■ PROMPT ■
Copy out precisely the line that holds "--- a/java/build.gradle" and all the lines following it in the data, up to and including the last one, and no others.

■ AVAILABLE DATA ■
..............................
PR #729, opened 2020-02-25
Readmes/densify to display drawing status

hud10837:
Hey @sorenoid these were pretty small, could you do a first review please?


hud10837:
Thanks @sorenoid does that look good now?

hud10837:
Thanks! @TADraeseke can you do a second review?

PR #741, opened 2020-02-27
Sor10874/readmes/56 58

sorenoid:
only three in this one.

picture-marker-symbol
play-a-kml-tour  (not in the Sample Viewer?)
portal-user-info


sorenoid:
wrong branch

PR #745, opened 2020-02-27
set android support versions to binary equivalent androidx versions. 

sorenoid:
same libraries, updated names. 
com.android.support:appcompat-v7 v28.0.0 is androidx.appcompat:appcompat v1.0.0
and 
com.android.support:design v28.0.0 is com.google.android.material:material v1.0.0

…see https://developer.android.com/jetpack/androidx/migrate/artifact-mappings

Testing across older android versions seems necessary. Sorry to say I am not quite sure how to go about that other than alerting Hardik, any thoughts @TADraeseke ?

### DIFF
--- a/java/build.gradle
+++ b/java/build.gradle
@@ -26,8 +26,8 @@ subprojects{
     afterEvaluate {project ->
         if(project.hasProperty("dependencies")){
             dependencies {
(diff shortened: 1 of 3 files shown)


ZackAllen:
I am not familiar enough with the Android project or Gradle to give this a meaningful review.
..............................
■ RESULT OF THIS EXERCISE ■
--- a/java/build.gradle
+++ b/java/build.gradle
@@ -26,8 +26,8 @@ subprojects{
     afterEvaluate {project ->
         if(project.hasProperty("dependencies")){
             dependencies {
(diff shortened: 1 of 3 files shown)


ZackAllen:
I am not familiar enough with the Android project or Gradle to give this a meaningful review.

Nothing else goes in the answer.